*** Opening GIVEN RECORDS ***

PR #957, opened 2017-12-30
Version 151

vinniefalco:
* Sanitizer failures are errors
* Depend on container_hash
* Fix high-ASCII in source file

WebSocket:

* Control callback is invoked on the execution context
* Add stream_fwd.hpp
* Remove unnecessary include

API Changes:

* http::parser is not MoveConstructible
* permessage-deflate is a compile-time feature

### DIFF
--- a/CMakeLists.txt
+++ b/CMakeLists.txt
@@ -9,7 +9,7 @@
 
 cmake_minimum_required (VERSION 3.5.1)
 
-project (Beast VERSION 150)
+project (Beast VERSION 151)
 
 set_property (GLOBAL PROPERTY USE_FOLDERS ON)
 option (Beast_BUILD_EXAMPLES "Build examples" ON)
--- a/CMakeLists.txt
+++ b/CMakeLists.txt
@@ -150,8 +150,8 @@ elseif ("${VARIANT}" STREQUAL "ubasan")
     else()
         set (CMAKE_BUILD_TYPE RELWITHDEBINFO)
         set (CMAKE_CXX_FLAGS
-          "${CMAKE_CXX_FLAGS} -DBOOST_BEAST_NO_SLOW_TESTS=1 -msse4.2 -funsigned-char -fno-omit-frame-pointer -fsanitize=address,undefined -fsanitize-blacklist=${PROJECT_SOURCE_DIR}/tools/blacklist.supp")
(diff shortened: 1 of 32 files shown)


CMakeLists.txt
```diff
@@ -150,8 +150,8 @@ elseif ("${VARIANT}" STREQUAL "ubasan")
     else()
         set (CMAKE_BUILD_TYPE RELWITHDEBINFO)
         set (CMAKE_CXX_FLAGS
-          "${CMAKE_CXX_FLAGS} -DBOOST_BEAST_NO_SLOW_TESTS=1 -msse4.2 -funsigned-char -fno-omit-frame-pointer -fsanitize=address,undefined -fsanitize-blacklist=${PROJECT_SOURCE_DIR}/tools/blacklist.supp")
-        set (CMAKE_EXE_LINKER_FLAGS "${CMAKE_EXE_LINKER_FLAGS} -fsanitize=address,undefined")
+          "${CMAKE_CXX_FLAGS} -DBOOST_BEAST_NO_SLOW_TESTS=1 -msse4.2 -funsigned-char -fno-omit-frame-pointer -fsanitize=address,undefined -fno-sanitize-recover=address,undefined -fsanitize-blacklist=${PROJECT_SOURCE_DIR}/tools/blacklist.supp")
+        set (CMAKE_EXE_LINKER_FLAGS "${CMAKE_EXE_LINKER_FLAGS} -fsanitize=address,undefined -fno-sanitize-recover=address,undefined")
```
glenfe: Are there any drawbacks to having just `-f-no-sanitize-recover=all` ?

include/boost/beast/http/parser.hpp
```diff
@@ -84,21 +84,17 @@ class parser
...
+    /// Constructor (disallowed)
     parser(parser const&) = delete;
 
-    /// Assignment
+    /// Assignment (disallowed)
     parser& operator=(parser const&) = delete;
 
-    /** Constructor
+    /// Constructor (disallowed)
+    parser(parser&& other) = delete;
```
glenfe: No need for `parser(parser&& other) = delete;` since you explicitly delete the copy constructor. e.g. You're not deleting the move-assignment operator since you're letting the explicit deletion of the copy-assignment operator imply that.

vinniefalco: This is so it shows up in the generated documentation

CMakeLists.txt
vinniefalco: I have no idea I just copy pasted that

*** Closing GIVEN RECORDS ***

Transcribe the data above completely and exactly.

PR #957, opened 2017-12-30
Version 151

vinniefalco:
* Sanitizer failures are errors
* Depend on container_hash
* Fix high-ASCII in source file

WebSocket:

* Control callback is invoked on the execution context
* Add stream_fwd.hpp
* Remove unnecessary include

API Changes:

* http::parser is not MoveConstructible
* permessage-deflate is a compile-time feature

### DIFF
--- a/CMakeLists.txt
+++ b/CMakeLists.txt
@@ -9,7 +9,7 @@
 
 cmake_minimum_required (VERSION 3.5.1)
 
-project (Beast VERSION 150)
+project (Beast VERSION 151)
 
 set_property (GLOBAL PROPERTY USE_FOLDERS ON)
 option (Beast_BUILD_EXAMPLES "Build examples" ON)
--- a/CMakeLists.txt
+++ b/CMakeLists.txt
@@ -150,8 +150,8 @@ elseif ("${VARIANT}" STREQUAL "ubasan")
     else()
         set (CMAKE_BUILD_TYPE RELWITHDEBINFO)
         set (CMAKE_CXX_FLAGS
-          "${CMAKE_CXX_FLAGS} -DBOOST_BEAST_NO_SLOW_TESTS=1 -msse4.2 -funsigned-char -fno-omit-frame-pointer -fsanitize=address,undefined -fsanitize-blacklist=${PROJECT_SOURCE_DIR}/tools/blacklist.supp")
(diff shortened: 1 of 32 files shown)


CMakeLists.txt
```diff
@@ -150,8 +150,8 @@ elseif ("${VARIANT}" STREQUAL "ubasan")
     else()
         set (CMAKE_BUILD_TYPE RELWITHDEBINFO)
         set (CMAKE_CXX_FLAGS
-          "${CMAKE_CXX_FLAGS} -DBOOST_BEAST_NO_SLOW_TESTS=1 -msse4.2 -funsigned-char -fno-omit-frame-pointer -fsanitize=address,undefined -fsanitize-blacklist=${PROJECT_SOURCE_DIR}/tools/blacklist.supp")
-        set (CMAKE_EXE_LINKER_FLAGS "${CMAKE_EXE_LINKER_FLAGS} -fsanitize=address,undefined")
+          "${CMAKE_CXX_FLAGS} -DBOOST_BEAST_NO_SLOW_TESTS=1 -msse4.2 -funsigned-char -fno-omit-frame-pointer -fsanitize=address,undefined -fno-sanitize-recover=address,undefined -fsanitize-blacklist=${PROJECT_SOURCE_DIR}/tools/blacklist.supp")
+        set (CMAKE_EXE_LINKER_FLAGS "${CMAKE_EXE_LINKER_FLAGS} -fsanitize=address,undefined -fno-sanitize-recover=address,undefined")
```
glenfe: Are there any drawbacks to having just `-f-no-sanitize-recover=all` ?

include/boost/beast/http/parser.hpp
```diff
@@ -84,21 +84,17 @@ class parser
...
+    /// Constructor (disallowed)
     parser(parser const&) = delete;
 
-    /// Assignment
+    /// Assignment (disallowed)
     parser& operator=(parser const&) = delete;
 
-    /** Constructor
+    /// Constructor (disallowed)
+    parser(parser&& other) = delete;
```
glenfe: No need for `parser(parser&& other) = delete;` since you explicitly delete the copy constructor. e.g. You're not deleting the move-assignment operator since you're letting the explicit deletion of the copy-assignment operator imply that.

vinniefalco: This is so it shows up in the generated documentation

CMakeLists.txt
vinniefalco: I have no idea I just copy pasted that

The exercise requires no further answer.